Good News or Bad News?

Embryonic Development of Network Enabled Weapons

By Lieutenant Colonel

By Lt Col

 Francesco

 Esposito

, IT

 AF

Joint Air Power Competence Centre

By Mr

By Mr

 Adam

 Jux

, UK

Civilian Targeting Consultant

Published:
 July 2022
 in 

Introduction

In the past few decades, the way we have understood conflict and war has seen a tremendous change. War had traditionally been understood as armed physical violence. Today, global security challenges are changing faster than in the past. Adversaries are more adaptive and able to counter their opponents from the five recognized domains: air, sea, space, land, and cyber.

All modern forces involved in military operations are now more interconnected, mutually dependent, and challenged. The ability to operate is questioned by the rapid proliferation of advanced and emerging technologies. These technological innovations, and the ever-growing dependence on the electromagnetic spectrum are affecting military operations, which requires an ever more careful examination on how forces will sense, plan, decide, and act coordinated across all domains in the future.

The purpose of this article is to frame the new generation of Network Enabled Weapons (NEWs) into a present-day multi-domain conflict, identifying strengths and weaknesses, and providing conclusions and recommendations. To achieve this aim it is essential to briefly introduce the concepts of Information Superiority, Multi-Domain Operations (MDO), and Command and Control (C2) networks in modern warfare.

Definition of Information Superiority

All elements of intelligence involved in a conflict or operation collect vast quantities of information.

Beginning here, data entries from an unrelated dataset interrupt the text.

PR #3954, opened 2017-08-02
commands [A]: input validation and error standardization

wrenffxi:
addCurrency: the getCurrency check did not function as intended.  Always returned a non-nil value, even for invalid currency names.

addMission and addQuest logId is restricted to valid Mission logs and Quest logs, respectively.

animateNPC, animateSubNPC can now be targeted via cursor

Fixed some server-crashy inputs.  e.g. `@addkeyitem foo`

lua_baseentity.cpp and chautils.cpp: whitespace fixes. no logic changes.


scripts/commands/addtreasure.lua
```diff
@@ -9,28 +9,43 @@ cmdprops =
     parameters = "isi"
 };
 
+function error(player, msg)
```
TeoTwawki: Overall I like the idea of just standardizing the usage error handling in all the commands like this.

scripts/commands/addkeyitem.lua
```diff
@@ -11,32 +11,41 @@ cmdprops =
     parameters = "ss"
 };
 
+function error(player, msg)
+    player:PrintToPlayer(msg);
+    player:PrintToPlayer("@addkeyitem <ID> <player>");
+end;
+
 function onTrigger(player, keyId, target)
-    if (keyId == nil or keyId == 0) then
```
TeoTwawki: You got a server crash? I didn't get any server crash passing bs strings to the command before when the "or" was added but either when I tried to handle casing or when demo `_G`'d everything we could have broken it I guess.

scripts/commands/addallspells.lua
```diff
@@ -9,69 +9,72 @@ cmdprops =
...
+        660,661,662,663,664,665,666,667,668,669,670,671,672,673,674,675,676,677,678,679,680,681,682,683,684,685,
+        686,687,688,689,690,691,692,693,694,695,696,697,698,699,700,701,702,703,704,705,706,707,708,709,710,711,
+        712,713,714,715,716,717,718,719,720,721,722,723,724,725,726,727,728,736,737,738,739,740,741,742,743,744,
+        745,746,747,748,749,768,769,770,771,772,773,774,775,776,777,778,779,780,781,782,783,784,785,786,787,788,
+        789,790,791,792,793,794,795,796,797,798,799,800,801,802,803,804,805,806,807,808,809,810,811,812,813,814,
+        815,816,817,818,819,820,821,822,823,824,825,826,827,828,829,830,831,832,833,834,835,836,837,838,839,840,
+        841,842,843,844,845,846,847,848,849,850,851,852,853,854,855,856,857,858,859,860,861,862,863,864,865,866,
+        867,868,869,870,871,872,873,874,875,876,877,878,879,880,881,882,883,884,885,886,887,888,889,890,891,892,
+        893,894,895
+        --trusts are causing client crashes when flagged in char spells packets sent outside of zone/log in
```
TeoTwawki: Note to self, go fix that Teo (I know why it happens already)

scripts/commands/addcurrency.lua
```diff
@@ -9,33 +9,125 @@ cmdprops =
...
+end;
 
-    if (currency == nil or amount == nil) then
-        player:PrintToPlayer( "You must enter a valid currency and amount." );
-        player:PrintToPlayer( "@addcurrency <currency type> <amount> <target player>" );
-        return
-    end
+function onTrigger(player,currency,amount,target)
+    local currencies = {
+        sandoria_cp=true,
```
TeoTwawki: What exactly happened when you tried it?

The entire reason these are strings is to avoid having to lua side define them at all (technically bad practice, but super convenient). Last time I tried trying to pass non-existent currency to this error'd out like it was supposed to in the core.

TeoTwawki:
overall I don't see anything that tells me not to merge, I'm just curious about a a few things.

scripts/commands/addcurrency.lua
wrenffxi: If you put in, say, "FOO" as the currency name, then targ:getCurrency("FOO") returns 0, rather than nil.  It's indistinguishable from a valid currency the player's out of, except that it sends a SQL error to the console.  Then the code happily continues, targ:addCurrency("FOO",amount), which sends another error to the console.  Server doesn't crash, but checking for valid currency name lua-side prevents the two console error messages.

scripts/commands/addkeyitem.lua
wrenffxi: With current DSP code, if I do `@addkeyitem foo` the server crashes.

scripts/commands/addcurrency.lua
TeoTwawki: Kind of how its intended though, because if a script uses an invalid currency it should throw the error.\* I'll wait and see if other dev's want the sql error axe'd this way. 

\**I admit our sql error handling needs work though - we're using the generic "it didn't work" which is useless 90% the time unless you are the only person on the test server.*

scripts/commands/addkeyitem.lua
TeoTwawki: was about to ask to see the crash dump, just realized why it would crash - checkin for zero when value could now possibly be a string. depr derp. It would hit debug break in luabaseentity if an invalid string got passed.

TeoTwawki: So caused that the other day when I moved nil checks to fix the *other* bug.

Bad teo, bad.

scripts/commands/addcurrency.lua
teschnei: i don't really like the idea of having to maintain the currency list in two places

the binding should be able to check if it errored and pass nil back

wrenffxi: How's this?  Now binding returns nil if invalid currency type is entered.

teschnei:
the whitespace changes...

I don't like the idea of using -1 (how do you know -1 isn't a valid number for some currency?)

Probably better to return an optional<int>

wrenffxi:
I can't for the life of me figure out how to get my VS2017 to recognize optionals.  Keep getting this message "class template optional is only available with C++17" no matter what tutorials I follow.

teschnei:
Config properties -> c/c++ -> language -> c++ language standard

teschnei:
it'll have some side effects, the linux build might also need a flag change (travis will find out for us)

also I think it drops vs2015

TeoTwawki:
☹️

wrenffxi:
Sorry, have been trying to get it working for 2 hours now and have no more fight left in me.  Tried installing VS2017 Preview 2.  Tried setting C++ language standard to c++latest.

Tried all this stuff.
https://blogs.msdn.microsoft.com/vcblog/2017/05/05/cpp-modules-in-visual-studio-2017/

All roads lead to "class template optional is only available with C++17".

I'm going to back out the addcurrency.lua changes for now and call it a night.

teschnei:
That's strange, it worked fine for me.  I can test adding it for you, if
you like.

teschnei:
Ah, DSP doesn't compile in c++17 anyways because binary_function is
deprecated and removed!

I should look into that first

wrenffxi:
Sure.  I left the code in addcurrency.lua that will catch nil return from binding, so this PR is complete, and it'll work with any code changes down the road that modify lua_baseentity:getCurrency.

TeoTwawki:
@teschnei I'm going to try for a fix that doesn't break anybodies setup if it can be helped. if it cant then rip vs2016

TeoTwawki:
I think its good, merging.

Going to see take care of the sql error message either in the sql_refactor branch or after it has merged. The result might actually increase the console log use though (making error actually give you info about *what caused* said error)

PR #3960, opened 2017-08-03
command input validation and standardization [b-c]

wrenffxi:
Added `@checkquest` command. (Thanks for the code, @kushdr).
`@checkquest`, `@checkmission`, `@checkvar` can now be targeted via cursor.
QUEST_LOGS and MISSION_LOGS globals now allow logName output when player enters numeric logId.
`@changejob` and `@changesjob` now report resulting job/sjob.
`@bring` now sets player rotation and does not zone target if they're in correct zone already.

### DIFF
--- a/scripts/globals/log_ids.lua
+++ b/scripts/globals/log_ids.lua
@@ -219,3 +219,34 @@ ROV =
     ['full_name'] = "Rhapsodies of Vana'diel",
     ['mission_log']= 13
 };
+
+QUEST_LOGS = {
+    [0] = "SANDORIA",
+    [1] = "BASTOK",
+    [2] = "WINDURST",
+    [3] = "JEUNO",
+    [4] = "OTHER_AREAS",
+    [5] = "OUTLANDS",
+    [6] = "TOAU",
+    [7] = "WOTG",
+    [8] = "ABYSSEA",
+    [9] = "SOA",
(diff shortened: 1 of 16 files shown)


whasf:
How about making @bring and @goto work across multiple game servers? They're pretty useless unless you are running all zones on one server.. :(

wrenffxi:
That's an issue outside of my pay scale. :)

Really, I don't know the first thing about multi-server setups.  Will leave that to the experts.

TeoTwawki:
Presuming all tested and good coz its Wren.
❤️

TeoTwawki:
the cross server commands thing is really difficult to solve. In cases of some commands, very not possible right now.

scripts/globals/log_ids.lua
```diff
@@ -219,3 +219,34 @@ ROV =
...
+    [4] = "OTHER_AREAS",
+    [5] = "OUTLANDS",
+    [6] = "TOAU",
+    [7] = "WOTG",
+    [8] = "ABYSSEA",
+    [9] = "SOA",
+    [10] = "COALITION",
+};
+
+MISSION_LOGS = {
```
TeoTwawki: I totally missed this before I hit the biutton, my bad. But I am pretty sure these values was already defined inside the other tables.

PR #3962, opened 2017-08-03
Unify Conquest Guards

ymkc:


src/map/lua/luautils.h
```diff
@@ -167,6 +167,7 @@ namespace luautils
     int32 clearVarFromAll(lua_State *);                                         // Deletes a specific player variable from all players
     int32 terminate(lua_State*);                                                // Logs off all characters and terminates the server
 
+    int32 GetTextIDVariable(lua_State*);                                        // Lua binding to call luautils::GetTextIDVariable
```
teschnei: so it's a lua binding to call a c++ binding to call lua?

I can't think of a single use for this

scripts/globals/conquest.lua
```diff
@@ -211,6 +211,82 @@ function tradeConquestGuard(player,npc,trade,guardnation,guardtype)
...
+                break;
+            end
+        end
+    end
+end;
+
+function finishConquestGuard(player,csid,option,size,inventory,guardnation)
+    local CONQUEST = GetTextIDVariable(player:getZoneID(), "CONQUEST");
+    local ITEM_OBTAINED = GetTextIDVariable(player:getZoneID(), "ITEM_OBTAINED");
+    local ITEM_CANNOT_BE_OBTAINED = GetTextIDVariable(player:getZoneID(), "ITEM_CANNOT_BE_OBTAINED");
```
TeoTwawki: Instead of making up new bindings, just variable-ize the zones textIDs file so its always "whatever zone we are in now".
```lua
        local TextIDs = "scripts/zones/" .. player:getZoneName() .. "/TextIDs";
        package.loaded[TextIDs] = nil;
        require(TextIDs);
```

teschnei:
You don't even have to do that. The correct zone is already loaded! Just
use the textID normally. Same thing the crafting union reps do.

TeoTwawki:
well at least he has the example for next time if he does need to load them

TeoTwawki:
I just wanted to show how to load an "anywhwere" textids,

ymkc:
> You don't even have to do that. The correct zone is already loaded! Just use the textID normally.

I totally didn't see this >.<

ymkc:
is there anything that needs correction/isn't done yet?

TeoTwawki:
@ymkc just needs reviewed and nobody has yet

scripts/globals/conquest.lua
```diff
@@ -211,6 +211,77 @@ function tradeConquestGuard(player,npc,trade,guardnation,guardtype)
...
+                player:updateEvent(2,CPVerify,inventory[Item + 2]);
+                break;
+            end
+        end
+    end
+end;
+
+function finishConquestGuard(player,csid,option,size,inventory,guardnation)
+    if (option == 1) then
+        duration = (player:getRank() + getNationRank(player:getNation()) + 3) * 3600;
```
takhlaq: local

ymkc: turned into local

PR #3963, opened 2017-08-04
corrected Haste value of Rune Copper

dwn134:


TeoTwawki:
Haste is a [fraction of 1024](https://github.com/DarkstarProject/darkstar/blob/master/src/map/modifier.h#L214), not a direct percent (until someone changes the core to do the math for you and then edits allllll the existing haste values. ***not it***!)

so 90 isn't correct. 92 would get you 9% of 1024.

TeoTwawki:
oh actually..rune chopper isn't really 9%..its just under. so this is right after all according to
http://ffxiclopedia.wikia.com/wiki/Haste_%28Status_Effect%29#Precise_Haste_Values
and bg has nothing to contradict that, so merging.

teschnei:
What about Rune Iron?? Or Rune Brass???

TeoTwawki:
Who cares bout those?

GET TO THE CHOPPA

PR #3965, opened 2017-08-04
command input validation and standardization [d-e]

wrenffxi:
`@addcurrency` and `@delcurrency` commands report resulting currency.
`@delcurrency` now handles values larger than player's current currency amount.
`@despawnmob` now reports mob name.


TeoTwawki:
Looks gook to me if I missed something on review either I or wren can fix.

@wrenffxi ty for doing this

PR #3966, opened 2017-08-04
command input validation and standardization [f-g]

wrenffxi:
fixed a typo in changejob from previous commit.
`@getid` now reports target name.
`@getmobaction` can now be targeted with cursor.
`@givegil` now reports resulting amount of gil.
`@goto` now sets player rotation and does not zone player if target is in same zone.


whasf:
Wouldn't you want @goto to work even if you're in the same zone? you may be half way across the map ;p

Hozu:
It looks like it just moves the user to reach the target instead of zoning them. There are advantages and disadvantages to whichever method is used.

Hozu:
Also goto yourself had certain uses, like if you got stuck in an event somehow. But that only worked if you zoned to yourself.

wrenffxi:
I've re-edited `@bring` and `@goto` so that they can target self, and also added a forceZone option.  By default, bring or goto target in same area will not cause a dezone.  But if you set forceZone to 1 it will.

TeoTwawki:
eh, I'd rather **default** behavior be whats its been. coz am lazy and goto myself a lot. Any objections from anybody?

wrenffxi:
That should do it.

PR #3972, opened 2017-08-07
command input validation and standardization [o-r]

wrenffxi:
`@pettp` now sets pet tp to given amount, rather than adding given amount.
`@pos` now reports target position to player, rather than target, when not self-targeted.
`@promote` now warns same- or higher-tiered GMs of attempted targeting.

### DIFF
--- a/scripts/commands/promote.lua
+++ b/scripts/commands/promote.lua
@@ -15,10 +15,12 @@ function error(player, msg)
 end;
 
 function onTrigger(player, target, level)
-    local maxLevel = player:getGMLevel();
-    local targ;
+    -- determine maximum level player can promote to
+    local maxLevel = player:getGMLevel() - 1;
+    if (maxLevel < 1) then maxLevel = 0;
     
     -- validate target
+    local targ;
     if (target == nil) then
         error(player, "You must provide a player name.");
         return;
--- a/scripts/commands/promote.lua
+++ b/scripts/commands/promote.lua
@@ -9,35 +9,43 @@ cmdprops =
     parameters = "si"
 };
 
+function error(player, msg)
+    player:PrintToPlayer(msg);
+    player:PrintToPlayer("@promote <player> <level>");
+end;
+
 function onTrigger(player, target, level)
-    if (level == nil) then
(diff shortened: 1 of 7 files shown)


Hozu:
Kind of strange that the person who originally added the console print to promote didn't add one for exec. Maybe they assumed that it would only be given to the most trusted staff? I feel like it should probably have a console print that include the entire input.

TeoTwawki:
@hozu I have been thinking of adding optional logging to all comands universally - just tale thee tire input for any *valid* command and toss to a string field table with user name and cmnd name. I have something similar already.

TeoTwawki:
@wrenffxi was gonna ask you to fix pos's lack of handling the pricise value with decimal places  when you got to that cmnd but looks like you already did that before I could  <3

scripts/commands/promote.lua
```diff
@@ -9,35 +9,43 @@ cmdprops =
...
+        error(player, "You can not use this command on same or higher tiered GMs.");
         return;
     end
 
-    -- Validate the level..
-    if (level < 0) then 
-        level = 0;
+    -- validate level
+    if (level == nil or level < 0 or level > maxLevel) then
+        error(player, string.format("Invalid level.  Must be 0 to %i.", maxLevel ));
```
TeoTwawki: gms should not be able to create additional gms of identical tier, only lesser gms. original command was designed that way intentionally.

TeoTwawki: am on mobile so if i misread i apologize.

wrenffxi:
Understood. That should do it.

scripts/commands/promote.lua
wrenffxi: Understood.  This should do it.

Hozu:
@TeoTwawki Should make it log commands that require being a GM to use. ie. commands that can be used by everyone don't need to be logged. Or have an option to decide the GM level for command logging.

TeoTwawki:
@hozu mobile kinda butchered my sentence back there but what I intended was configurable and to omit any non existing command to

PR #3974, opened 2017-08-08
command input validation and standardization [send, zone]

### LINKED ISSUE #322: zone GM command error
(at) zone {Behemoth's Dominion}
lands me in Meriphataud Mountains instead of Behemoth's Dominion.

wrenffxi:
`@send` and `@zone` now accept all auto-tralanslate phrases.

You can set x,y,z to non-zero values in zones_list table.  See `@send` for example.  Sometimes 0,0,0 puts the player out of bounds.

Fixes #322 .

### DIFF
--- a/src/map/commandhandler.cpp
+++ b/src/map/commandhandler.cpp
@@ -163,6 +163,11 @@ int32 CCommandHandler::call(CCharEntity* PChar, const int8* commandline)
 
         switch (*parameter)
         {
+        case 'b':
+            lua_pushstring(m_LState, commandline);
+            ++cntparam;
+            break;
+
         case 's':
             if (cmdparameters.size() == 1)
             {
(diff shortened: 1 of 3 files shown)


src/map/commandhandler.cpp
```diff
@@ -163,6 +163,11 @@ int32 CCommandHandler::call(CCharEntity* PChar, const int8* commandline)
 
         switch (*parameter)
         {
+        case 'b':
+            lua_pushstring(m_LState, commandline);
```
TeoTwawki: Nice

TeoTwawki:
>  Sometimes 0,0,0 puts the player out of bounds.

Lots of zones lack a "default" pos. Most will check on entry for if you are at 0/0/0 and move you. For other reasons, I just wanna say so everyone knows that not having a  default pos is its own issue even with your command fixes. :)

The advances in Information Technologies (IT) and the ability of modern military forces to take advantage of these opportunities, are significantly altering the nature of the conflict in which we expect to be involved in the future.

Specifically, IT changes the nature of our mission, the battlespace in which we operate, our adversaries’ capabilities, our ability to sense and understand the battlespace, the capability of our weapons, and, perhaps most importantly, our ability to conduct C2.

Developing and analysing such a large quantity of data is a challenge, especially when taking into account the multiple levels of security at which these systems operate.

Information Superiority, which is defined in the Joint Publication 3-131 as ‘the ability to collect, process, and disseminate an uninterrupted flow of information while exploiting and/or denying an adversary’s ability to do the same’, is the key word.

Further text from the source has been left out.